ABOUT THIS TASK: Would you please copy the part of the material below that opens with the line containing "PR #4523, opened 2026-07-21" and closes with the line containing "A follow-up to the live reconciliation"? Copy it exactly, and only it.

SUPPLIED DATA:
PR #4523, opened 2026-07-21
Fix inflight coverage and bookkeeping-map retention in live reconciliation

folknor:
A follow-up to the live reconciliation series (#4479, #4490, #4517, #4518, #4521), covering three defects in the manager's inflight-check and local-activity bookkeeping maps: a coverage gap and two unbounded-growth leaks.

==

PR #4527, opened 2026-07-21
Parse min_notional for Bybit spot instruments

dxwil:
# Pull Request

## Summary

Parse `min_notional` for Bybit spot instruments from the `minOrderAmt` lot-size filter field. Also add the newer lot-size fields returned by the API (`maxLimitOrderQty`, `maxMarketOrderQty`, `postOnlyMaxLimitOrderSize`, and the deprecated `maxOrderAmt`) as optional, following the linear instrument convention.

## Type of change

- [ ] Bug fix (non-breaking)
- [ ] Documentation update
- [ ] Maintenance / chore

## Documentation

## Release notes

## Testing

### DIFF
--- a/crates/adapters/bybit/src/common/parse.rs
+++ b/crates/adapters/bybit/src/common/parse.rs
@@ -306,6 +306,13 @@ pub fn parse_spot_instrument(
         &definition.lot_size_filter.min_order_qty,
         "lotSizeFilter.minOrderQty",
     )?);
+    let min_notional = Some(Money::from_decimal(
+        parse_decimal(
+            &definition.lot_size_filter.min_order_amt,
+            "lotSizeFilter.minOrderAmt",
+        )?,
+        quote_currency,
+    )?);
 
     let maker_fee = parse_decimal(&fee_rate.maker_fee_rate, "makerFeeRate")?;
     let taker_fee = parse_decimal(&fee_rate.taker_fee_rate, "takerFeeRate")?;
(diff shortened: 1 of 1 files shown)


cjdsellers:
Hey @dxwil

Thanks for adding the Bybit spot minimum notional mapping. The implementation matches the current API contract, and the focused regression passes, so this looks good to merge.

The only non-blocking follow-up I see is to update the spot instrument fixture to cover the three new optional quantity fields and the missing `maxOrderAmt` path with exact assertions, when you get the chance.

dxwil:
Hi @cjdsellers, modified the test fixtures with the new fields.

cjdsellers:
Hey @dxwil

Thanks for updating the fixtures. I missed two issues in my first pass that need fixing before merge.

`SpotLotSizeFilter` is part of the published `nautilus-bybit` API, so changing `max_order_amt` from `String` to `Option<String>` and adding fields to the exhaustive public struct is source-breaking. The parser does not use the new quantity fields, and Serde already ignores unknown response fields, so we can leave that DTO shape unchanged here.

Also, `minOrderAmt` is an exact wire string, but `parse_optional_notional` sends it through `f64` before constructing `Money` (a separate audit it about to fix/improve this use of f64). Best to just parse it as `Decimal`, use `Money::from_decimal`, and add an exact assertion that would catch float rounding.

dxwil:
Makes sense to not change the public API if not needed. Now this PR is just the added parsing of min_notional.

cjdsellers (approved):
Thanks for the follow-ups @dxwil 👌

==

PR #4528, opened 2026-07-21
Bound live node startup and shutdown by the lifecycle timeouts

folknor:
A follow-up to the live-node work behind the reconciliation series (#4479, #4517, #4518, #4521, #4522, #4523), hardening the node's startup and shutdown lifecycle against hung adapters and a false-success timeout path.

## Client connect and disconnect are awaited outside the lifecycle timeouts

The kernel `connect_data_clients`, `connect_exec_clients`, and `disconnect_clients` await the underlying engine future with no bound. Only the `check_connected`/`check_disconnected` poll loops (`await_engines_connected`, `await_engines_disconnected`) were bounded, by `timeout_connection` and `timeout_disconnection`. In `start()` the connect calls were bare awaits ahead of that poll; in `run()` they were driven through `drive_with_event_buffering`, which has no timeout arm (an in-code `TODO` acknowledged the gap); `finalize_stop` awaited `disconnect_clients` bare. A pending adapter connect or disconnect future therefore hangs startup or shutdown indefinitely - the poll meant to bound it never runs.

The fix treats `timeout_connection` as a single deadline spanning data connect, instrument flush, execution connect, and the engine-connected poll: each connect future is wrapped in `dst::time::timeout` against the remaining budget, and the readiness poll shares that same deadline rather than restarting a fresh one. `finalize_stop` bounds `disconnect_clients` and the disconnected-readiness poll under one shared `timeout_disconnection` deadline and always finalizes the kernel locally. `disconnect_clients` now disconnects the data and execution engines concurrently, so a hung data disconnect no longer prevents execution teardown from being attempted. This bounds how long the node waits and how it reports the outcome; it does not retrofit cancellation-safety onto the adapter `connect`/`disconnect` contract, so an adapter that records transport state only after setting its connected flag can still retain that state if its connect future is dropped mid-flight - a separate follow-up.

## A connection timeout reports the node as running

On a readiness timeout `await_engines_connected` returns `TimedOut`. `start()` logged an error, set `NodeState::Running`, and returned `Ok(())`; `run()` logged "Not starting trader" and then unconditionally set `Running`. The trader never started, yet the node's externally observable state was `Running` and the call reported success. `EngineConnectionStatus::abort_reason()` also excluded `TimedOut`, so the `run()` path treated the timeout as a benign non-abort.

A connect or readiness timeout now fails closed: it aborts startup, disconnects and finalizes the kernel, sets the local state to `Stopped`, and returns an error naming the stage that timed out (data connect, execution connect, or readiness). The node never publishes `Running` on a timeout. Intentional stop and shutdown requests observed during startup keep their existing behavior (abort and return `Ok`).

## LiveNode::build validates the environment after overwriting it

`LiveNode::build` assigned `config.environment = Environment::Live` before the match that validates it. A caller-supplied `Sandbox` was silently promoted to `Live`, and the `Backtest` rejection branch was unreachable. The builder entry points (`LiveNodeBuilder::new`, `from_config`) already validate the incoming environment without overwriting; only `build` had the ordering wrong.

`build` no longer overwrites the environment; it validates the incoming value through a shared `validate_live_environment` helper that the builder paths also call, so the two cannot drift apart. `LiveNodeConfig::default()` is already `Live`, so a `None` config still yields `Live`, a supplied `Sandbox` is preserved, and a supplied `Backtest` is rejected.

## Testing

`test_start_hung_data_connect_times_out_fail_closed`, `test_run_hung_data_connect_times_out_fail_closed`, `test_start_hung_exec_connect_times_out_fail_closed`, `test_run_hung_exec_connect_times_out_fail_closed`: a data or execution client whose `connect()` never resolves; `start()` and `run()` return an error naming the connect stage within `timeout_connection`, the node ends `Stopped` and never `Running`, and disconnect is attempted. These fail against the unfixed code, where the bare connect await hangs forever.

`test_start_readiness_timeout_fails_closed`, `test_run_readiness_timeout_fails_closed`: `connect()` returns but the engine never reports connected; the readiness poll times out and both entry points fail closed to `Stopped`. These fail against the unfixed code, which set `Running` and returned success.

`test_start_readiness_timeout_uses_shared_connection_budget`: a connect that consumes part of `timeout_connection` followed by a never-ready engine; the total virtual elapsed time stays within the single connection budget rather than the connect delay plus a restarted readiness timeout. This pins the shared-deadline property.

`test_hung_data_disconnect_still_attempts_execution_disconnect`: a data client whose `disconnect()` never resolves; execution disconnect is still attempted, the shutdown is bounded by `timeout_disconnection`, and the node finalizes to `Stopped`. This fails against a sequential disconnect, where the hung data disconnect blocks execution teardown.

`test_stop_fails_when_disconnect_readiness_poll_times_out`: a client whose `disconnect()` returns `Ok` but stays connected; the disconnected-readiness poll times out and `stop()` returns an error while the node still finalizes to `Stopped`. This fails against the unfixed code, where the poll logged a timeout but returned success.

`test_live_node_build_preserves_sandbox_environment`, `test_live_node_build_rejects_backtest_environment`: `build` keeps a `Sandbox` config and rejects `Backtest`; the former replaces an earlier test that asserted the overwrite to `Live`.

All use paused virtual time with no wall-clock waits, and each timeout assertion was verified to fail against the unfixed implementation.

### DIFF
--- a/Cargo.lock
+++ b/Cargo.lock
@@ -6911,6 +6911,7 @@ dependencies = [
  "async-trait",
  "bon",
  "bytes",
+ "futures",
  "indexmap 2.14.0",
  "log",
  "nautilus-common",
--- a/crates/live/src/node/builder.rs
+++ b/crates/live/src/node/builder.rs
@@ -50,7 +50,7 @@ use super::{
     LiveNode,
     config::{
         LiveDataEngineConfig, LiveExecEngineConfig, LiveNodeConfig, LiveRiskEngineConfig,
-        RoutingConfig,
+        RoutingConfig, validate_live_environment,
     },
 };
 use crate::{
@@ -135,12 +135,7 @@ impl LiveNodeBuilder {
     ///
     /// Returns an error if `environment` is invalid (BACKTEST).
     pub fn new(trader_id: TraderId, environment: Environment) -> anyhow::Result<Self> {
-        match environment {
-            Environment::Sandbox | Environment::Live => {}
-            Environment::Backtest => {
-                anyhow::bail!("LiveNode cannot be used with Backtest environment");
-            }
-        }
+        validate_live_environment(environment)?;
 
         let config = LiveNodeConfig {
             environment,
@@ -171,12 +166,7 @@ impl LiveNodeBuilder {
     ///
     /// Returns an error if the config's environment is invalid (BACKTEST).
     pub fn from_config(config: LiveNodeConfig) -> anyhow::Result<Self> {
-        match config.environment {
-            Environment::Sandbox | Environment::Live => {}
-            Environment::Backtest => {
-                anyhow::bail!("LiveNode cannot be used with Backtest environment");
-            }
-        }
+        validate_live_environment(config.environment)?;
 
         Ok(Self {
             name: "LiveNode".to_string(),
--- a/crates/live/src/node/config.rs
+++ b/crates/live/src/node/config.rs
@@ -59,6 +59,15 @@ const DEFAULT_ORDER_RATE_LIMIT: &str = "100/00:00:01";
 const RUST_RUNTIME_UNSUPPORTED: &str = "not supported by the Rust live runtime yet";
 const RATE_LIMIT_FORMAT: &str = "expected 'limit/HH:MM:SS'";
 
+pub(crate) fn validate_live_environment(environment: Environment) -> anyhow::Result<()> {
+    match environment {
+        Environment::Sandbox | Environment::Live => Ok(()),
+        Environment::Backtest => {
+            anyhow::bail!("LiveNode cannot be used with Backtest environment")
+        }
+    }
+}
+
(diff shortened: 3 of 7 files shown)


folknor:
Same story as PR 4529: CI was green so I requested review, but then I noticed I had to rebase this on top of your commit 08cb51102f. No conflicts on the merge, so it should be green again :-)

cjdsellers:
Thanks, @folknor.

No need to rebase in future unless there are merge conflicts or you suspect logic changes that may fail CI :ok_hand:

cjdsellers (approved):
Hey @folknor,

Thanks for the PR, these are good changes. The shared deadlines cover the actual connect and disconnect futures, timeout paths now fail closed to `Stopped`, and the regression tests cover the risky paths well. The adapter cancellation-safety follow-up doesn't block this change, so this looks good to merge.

SOLUTION FOR THIS PROBLEM:
PR #4523, opened 2026-07-21
Fix inflight coverage and bookkeeping-map retention in live reconciliation

folknor:
A follow-up to the live reconciliation series (#4479, #4490, #4517, #4518, #4521), covering three defects in the manager's inflight-check and local-activity bookkeeping maps: a coverage gap and two unbounded-growth leaks.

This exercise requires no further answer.